┌─ Extracted records

Issue #5490, opened 2024-03-15
Python: Text splitters assume ASCII punctuation and don't support Chinese or Japanese


tonybaloney:
**Describe the bug**

The text splitters in Semantic Kernel assume ASCII punctuation. Languages that use full-width Unicode punctuation or ideographic punctuation (Chinese and Japanese being the most common) won't split correctly.

Test sentence: 
`田中の猫はかわいいですね。日本語上手。` doesn't split on the full-stop because it is the Unicode ideographic full-stop (the main one used in Japanese and Chinese text).

See [this article](https://tonybaloney.github.io/posts/cjk-chinese-japanese-korean-llm-ai-best-practices.html#text-splitting) for more details. 

I've tested this on both Python and .NET APIs.

Python: https://github.com/microsoft/semantic-kernel/blob/main/python/semantic_kernel/text/text_chunker.py#L14-L38

In langchain you can override the separators and supply a list of [ideographic and full-width characters](https://www.w3.org/TR/jlreq/#character_classes)

```python
SEPARATORS = [
    "\n\n", ".",  # Paragraph boundary and ASCII full stop
    "。", "．",     # Logographic and full width full stop
    "!", "！",    # ASCII and full width exclamation mark
    "?", "？",     # ASCII and full width question mark
    ",", "、", "，", # ASCII, logographic, and full width comma
]
```

tonybaloney:
Submitted a PR for the .NET library #5489

evchaki:
@tonybaloney, thanks for entering the issue at the .net repo.  I will close this for now, until this is updated in .Net

PR #5494, opened 2024-03-15
.Net: Python: CJK support for text splitter

marlenezw:
### Motivation and Context
The text splitting algorithm has hardcoded values for punctuation based on ASCII punctuation (,.; etc.) Chinese and Japanese use both full-width Unicode punctuation values https://en.wikipedia.org/wiki/Halfwidth_and_Fullwidth_Forms_(Unicode_block) or ideographic punctuation.
If you give the text splitter Japanese text it will incorrectly split in the middle of sentences
The current algorithm defaults to an approximation token counter, which is partly accurate for Indo-European/Latin Alphabet languages but totally out for CJK. This tests uses the BPE token length for cl100k_base (GPT3/4)

This is the Python version of [this PR](https://github.com/microsoft/semantic-kernel/pull/5489)

### Description

This change adds some basic full-width characters and ideographic punctuation to the built-in list.
It also adds a test which checks that it splits a sentence correctly. The first part of the test string (田中の猫はかわいいですね.) is 16 tokens for cl100k_base.

### Contribution Checklist

The PR follows the [SK Contribution Guidelines](https://github.com/microsoft/semantic-kernel/blob/main/CONTRIBUTING.md) and the [pre-submission formatting script](https://github.com/microsoft/semantic-kernel/blob/main/CONTRIBUTING.md#development-scripts) raises no violations
I didn't break anything!


python/pyproject.toml
```diff
@@ -32,6 +32,8 @@ pydantic = "^2"
 motor = "^3.3.2"
 defusedxml = "^0.7.1"
 pybars4 = "^0.9.13"
+jinja2 = "^3.1.3"
```
tonybaloney, line 35: Move these to the dev dependencies group below so they aren't dependencies of the whole project

python/semantic_kernel/text/text_chunker.py
```diff
@@ -14,10 +14,14 @@
 TEXT_SPLIT_OPTIONS = [
     ["\n", "\r"],
     ["."],
+    ["。"],
+    ["．"],
     ["?", "!"],
     [";"],
     [":"],
     [","],
```
tonybaloney, line 22: Put all the commas in a single list, like the line below with the brackets

python/semantic_kernel/text/text_chunker.py
```diff
@@ -14,10 +14,14 @@
 TEXT_SPLIT_OPTIONS = [
     ["\n", "\r"],
     ["."],
```
tonybaloney, line 16: Put all the fullstops in a single list, like the line below with the brackets

python/semantic_kernel/text/text_chunker.py
```diff
@@ -26,10 +30,14 @@
 
 MD_SPLIT_OPTIONS = [
     ["."],
+    ["。"],
```
tonybaloney, line 33: As above

python/semantic_kernel/text/text_chunker.py
```diff
@@ -26,10 +30,14 @@
...
+    ["．"],
     ["?", "!"],
     [";"],
     [":"],
     [","],
+    ["，"],
```
tonybaloney, line 39: As above

python/semantic_kernel/text/text_chunker.py
```diff
@@ -44,7 +52,7 @@ def _token_counter(text: str) -> int:
 
     TODO: chunking methods should be configurable to allow for different
```
tonybaloney, line 53: Note, this is configurable so I don't think this TODO is valid. We should raise a separate issue

tonybaloney:
Related #5490

python/pyproject.toml
marlenezw: Sounds good! I'm not the one that added Jinja, so hopefully tests still pass!

python/semantic_kernel/text/text_chunker.py
marlenezw: Sounds good, will do!

marlenezw:
Ooof, I tried to rebase to fix the merge conflicts with the poetry file and it turned into a bit of a mess. @tonybaloney I'm going to close this PR and re-do it so it doesn't take too much time 😅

└─

**What you have to do**
Respond with only the number of lines above that include the string "blob".

**Answer space**
2